Patients at world-renowned hospital treated in World War Two huts, earmarked for demolition 50 years ago

Child cancer patients are forced to endure open-air rides to the operating theatre because of a funding crisis at a world-renowned hospital.

Credit: ITV News

Patients at the Royal National Orthapaedic Hospital are treated in World War Two huts which should have been demolished 50 years ago.

Managers at the RNOH at Stanmore in Middlesex say conditions have become critical after years of delays to a planned £250m facelift.

Credit: ITV News

The hospital specialises in the treatment of patients with spinal injuries and children with bone cancer.

A draughty open-air corridor links the children's ward with the operating theatres.

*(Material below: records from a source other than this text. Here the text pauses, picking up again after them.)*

PR #3303, opened 2025-08-15
fix(oracle): implement cluster type detection for management pricing

sneaxhuh:
## What does this PR change?
* This commit implements the TODO in the Oracle provider's `ClusterManagementPricing` method to properly detect cluster types and apply appropriate pricing.

Changes:
- Added logic to detect `BASIC_CLUSTER` vs `ENHANCED_CLUSTER` types by checking node labels
- Implemented pricing logic where `BASIC_CLUSTER` types are free (0.0 cost)
- Default to `ENHANCED_CLUSTER` pricing for other cluster types
- Verified all tests pass and no regressions introduced

This implementation checks for common labels that indicate a `BASIC_CLUSTER` type and returns zero cost for those clusters, while maintaining existing pricing logic for `ENHANCED_CLUSTER` types. This ensures customers are correctly charged based on their actual cluster type.

* No direct relation, but complements previous work on Oracle provider pricing logic.

* Oracle OKE users will now be correctly billed for cluster management:
  - `BASIC_CLUSTER` types will incur no management cost.
  - `ENHANCED_CLUSTER` types will continue to be charged as before.
* Prevents overcharging for free cluster types.

## How was this PR tested?
* Added unit tests for `ClusterManagementPricing` covering both `BASIC_CLUSTER` and `ENHANCED_CLUSTER` detection.
* Manually tested in an environment with simulated Oracle nodes containing different label configurations.
* Verified no regressions in existing pricing logic.

### DIFF
--- a/pkg/cloud/oracle/provider.go
+++ b/pkg/cloud/oracle/provider.go
@@ -245,7 +245,28 @@ func (o *Oracle) ClusterManagementPricing() (string, float64, error) {
 	}
 	o.DownloadPricingDataLock.Lock()
 	defer o.DownloadPricingDataLock.Unlock()
-	// TODO: Support lookup of cluster type, as BASIC_CLUSTER types are free.
+	
+	// Determine cluster type by checking node labels
+	clusterType := "ENHANCED_CLUSTER" // default to enhanced cluster
+	nodes := o.Clientset.GetAllNodes()
+	for _, node := range nodes {
+		// Check for BASIC_CLUSTER indicator in labels
+		if _, ok := node.Labels["clusterType"]; ok && node.Labels["clusterType"] == "BASIC_CLUSTER" {
+			clusterType = "BASIC_CLUSTER"
+			break
+		}
+		// Alternative check for basic cluster labels
+		if _, ok := node.Labels["oke.oraclecloud.com/basic-cluster"]; ok {
+			clusterType = "BASIC_CLUSTER"
+			break
+		}
+	}
+	
+	// BASIC_CLUSTER types are free, so return 0.0 cost
+	if clusterType == "BASIC_CLUSTER" {
+		return managementPlatformOKE, 0.0, nil
+	}
+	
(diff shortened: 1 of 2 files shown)


ameijer:
@sneaxhuh needs UT file committed

ameijer:
@sneaxhuh wanted to follow up here

pkg/cloud/oracle/provider.go
```diff
@@ -245,7 +245,28 @@ func (o *Oracle) ClusterManagementPricing() (string, float64, error) {
...
+	clusterType := "ENHANCED_CLUSTER" // default to enhanced cluster
+	nodes := o.Clientset.GetAllNodes()
+	for _, node := range nodes {
+		// Check for BASIC_CLUSTER indicator in labels
+		if _, ok := node.Labels["clusterType"]; ok && node.Labels["clusterType"] == "BASIC_CLUSTER" {
+			clusterType = "BASIC_CLUSTER"
+			break
+		}
+		// Alternative check for basic cluster labels
+		if _, ok := node.Labels["oke.oraclecloud.com/basic-cluster"]; ok {
```
ameijer, line 259: hi @anders-swanson - wanted to see if you could help us with something. is this the recommended way to determine a cluster type? I checked the labels on our OKE cluster but cannot see any of these labels

anders-swanson: Last time I checked, labels didn't present an option. The way to get the cluster type was to get the cluster by OCID using OCI APIs - since I was implementing this quite lightweight at the time without any auth'd tenancy APIs, I omitted this.

ameijer:
thanks @anders-swanson - going to close this PR since this doesn't currently seem possible. Do you know if propagating this information down to k8s objects is on the roadmap? Most of the other major providers do tell us metadata about the kind of cluster we are on via labels or annotations

anders-swanson:
I’ll check on some Oracle channels.

PR #3310, opened 2025-08-15
Remove superfluous write header

Sean-Holcomb:
## What does this PR change?
* This PR removes a superflous call to write header which was causing logs such as these
image
When json encoding fails write header is called twice.
The description for WriteHeader in the interface definition states that 

> If WriteHeader is not called explicitly, the first call to Write
will trigger an implicit WriteHeader(http.StatusOK). 
thus explicit calls to WriteHeader are mainly used to
send error codes or 1xx informational responses.

There is a call to `Write` in the decode so writing the 200 code is unnecessary.

* 

* 

* Closes ...

## How was this PR tested?
* 

* 

*


mbolt35 (approved):
LGTM :)

PR #3312, opened 2025-08-15
refactor(costmodel): Accumulate AllocationSets iteratively

sneaxhuh:
## What does this PR change?
* Refactored to accumulate objects iteratively, reducing memory usage for large time ranges.

The previous implementation collected all objects into a slice before accumulating them. This change processes each object within the loop, avoiding the need to store all sets in memory at once.

This optimization has also been applied to the same function in the build for consistency.

* Users will experience reduced memory usage when handling large time ranges.
* Improves performance and stability in scenarios with high data volume.
* No breaking changes to the API or output.

## How was this PR tested?
* Ran `go test ./...` to execute all tests recursively and confirm no regressions.

### DIFF
--- a/pkg/costmodel/allocation.go
+++ b/pkg/costmodel/allocation.go
@@ -38,15 +38,26 @@ func (cm *CostModel) ComputeAllocation(start, end time.Time) (*opencost.Allocati
 	}
 
 	// If the duration exceeds the configured MaxPrometheusQueryDuration, then
-	// query for maximum-sized AllocationSets, collect them, and accumulate.
+	// query for maximum-sized AllocationSets, and accumulate as we go.
 
 	// s and e track the coverage of the entire given window over multiple
 	// internal queries.
 	s, e := start, start
 
-	// Collect AllocationSets in a range, then accumulate
-	// TODO optimize by collecting consecutive AllocationSets, accumulating as we go
-	asr := opencost.NewAllocationSetRange()
+	// result is the accumulating AllocationSet
+	var result *opencost.AllocationSet
+
+	// Populate annotations, labels, and services on each Allocation. This is
+	// necessary because AllocationSet.Merge does not propagate any values
+	// stored in maps or slices for performance reasons. In this case, however,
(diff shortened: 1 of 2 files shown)


pkg/costmodel/allocation.go
```diff
@@ -38,15 +38,26 @@ func (cm *CostModel) ComputeAllocation(start, end time.Time) (*opencost.Allocati
 	}
 
 	// If the duration exceeds the configured MaxPrometheusQueryDuration, then
```
mbolt35:
```suggestion
	// If the duration exceeds the configured BatchDuration, then
```

mbolt35 (changes requested):
This code looks good in general, much more straight forward to read. However, I do want to request that you add a go Benchmark to compare before the change and after. Best case, this approach allocates the same as the old method (or _maybe_ a bit less). However, I have the suspicion that this is going to allocate, at worst, N additional times. The reason is that the AccumulateAll method allocates a single new AllocationSet to accumulate all data in, whereas each call to Accumulate() directly will allocate a new AllocationSet every call.

pkg/costmodel/allocation.go
```diff
@@ -66,26 +77,22 @@ func (cm *CostModel) ComputeAllocation(start, end time.Time) (*opencost.Allocati
...
+		}
 
-	// Also record errors and warnings, then append them to the results later.
-	errors := []string{}
-	warnings := []string{}
+		// On the first successful computation, set the result, otherwise accumulate
+		if result == nil {
+			result = as
+		} else {
+			acc, err := result.Accumulate(as)
```
nikovacevic, line 89: Really just repeating @mbolt35 -- this function is going to allocate a completely new `AllocationSet` each time it is called. If we wanted to really improve memory allocation we would need a new version of `Accumulate` that modified the existing pointer instead of cloning all the data.

I'd be supportive of that change. But, until we change that behvior, I wouldn't necessarily expect a big performance improvement from this code.

PR #3320, opened 2025-08-19
CVE-2025-30204 Update golang jwt v4 and v5

lmello:
## What does this PR change?
*  This PR updates a dependency to fix a CVE. 
golang-jwt is a Go implementation of JSON Web Tokens. Starting in version 3.2.0 and prior to versions 5.2.2 and 4.5.2, the function parse.ParseUnverified splits (via a call to strings.Split) its argument (which is untrusted data) on periods. As a result, in the face of a malicious request whose Authorization header consists of Bearer followed by many period characters, a call to that function incurs allocations to the tune of O(n) bytes (where n stands for the length of the function's argument), with a constant factor of about 16.

This issue is fixed in versions greater or equal to 5.2.2 and 4.5.2.

*  No

* No

## How was this PR tested?
* 

* No

*


ameijer (approved):
LGTM

PR #3308, opened 2025-08-15
add name method for storage

mittal-ishaan:
## What does this PR change?
* Few of the storage types like s3, gcs already have Name method. I have added it for all storage types. 
* We would be able to log the name of the storage present at the start 

## Does this PR relate to any other PRs?
* https://github.com/kubecost/kubecost-cost-model/pull/3604

## How will this PR impact users?
* We would be able to log storage name like the s3 or GCS bucket name.

## Does this PR address any GitHub or Zendesk issues?
* https://apptio.atlassian.net/browse/KCM-4388

## How was this PR tested?
* Ran go test ./... locally

## Does this PR require changes to documentation?
* No

## Have you labeled this PR and its corresponding Issue as "next release" if it should be part of the next OpenCost release? If not, why not?
*

PR #3321, opened 2025-08-19
use string method instead of adding Name method in storage interface

mittal-ishaan:
## What does this PR change?
* Add a String method in multiple storage types to return their storage names like s3 bucket name, gcp bucket name, etc that can be used for logging.

* https://github.com/opencost/opencost/pull/3308

* 

* Closes ...

## How was this PR tested?
* Ran go test ./... and ran locally with cost-model changes

* 

*

### DIFF
--- a/core/pkg/storage/azurestorage.go
+++ b/core/pkg/storage/azurestorage.go
@@ -191,8 +191,8 @@ func NewAzureStorageWith(conf AzureConfig) (*AzureStorage, error) {
 	}, nil
 }
 
-// Name returns the bucket name for azure storage.
-func (as *AzureStorage) Name() string {
+// String returns the bucket name for azure storage.
+func (as *AzureStorage) String() string {
 	return as.name
 }
 
--- a/core/pkg/storage/memorystorage.go
+++ b/core/pkg/storage/memorystorage.go
@@ -25,6 +25,11 @@ func NewMemoryStorage() *MemoryStorage {
 	}
 }
 
+// String returns the storage type as a string for logging purposes.
+func (ms *MemoryStorage) String() string {
+	return string(ms.StorageType())
+}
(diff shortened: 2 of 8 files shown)


core/pkg/storage/azurestorage.go
```diff
@@ -191,8 +191,8 @@ func NewAzureStorageWith(conf AzureConfig) (*AzureStorage, error) {
 	}, nil
 }
 
-// Name returns the bucket name for azure storage.
-func (as *AzureStorage) Name() string {
+// String returns the bucket name for azure storage.
+func (as *AzureStorage) String() string {
```
mittal-ishaan, line 195: Name method in azure, gcp and s3 were not added by me in https://github.com/opencost/opencost/pull/3308 they were present earlier itself. Checked for its references and they are not being used anywhere(also considering Name was not part of storage interface unlikely it was being used anywhere other than itself). Updated these methods to `String()`

core/pkg/storage/memorystorage.go
```diff
@@ -25,10 +25,6 @@ func NewMemoryStorage() *MemoryStorage {
 	}
 }
 
-func (ms *MemoryStorage) Name() string {
```
mittal-ishaan, line 28: Not adding a `String()` method here as for memory we do not have any info as part of its name. When logging we would need to default to `""` when this method is not found for a storage.

mbolt35: You can return the StorageType (string type) for the String() calls which don't have obvious return types!

mittal-ishaan: done

mbolt35 (approved):
Looks great! Thanks for making these improvements!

The corrugated iron-clad WW2 wards are connected by a sloping corridor with a 10% incline. Bed-ridden patients are towed up and down behind battery-operated tractors.

Credit: ITV News

A lot of it's wartime infrastructure put up that should have lasted 10-15 years and here we are 70 years later. There are times when we have power cuts, we have failures in our estate and we have to tone down the level of patient care. The staff are heroes working in conditions like this. We're not a local hospital with an A&E department so the attention paid to us over the years and the criticality of the problem has not been as great perhaps as some other hospitals.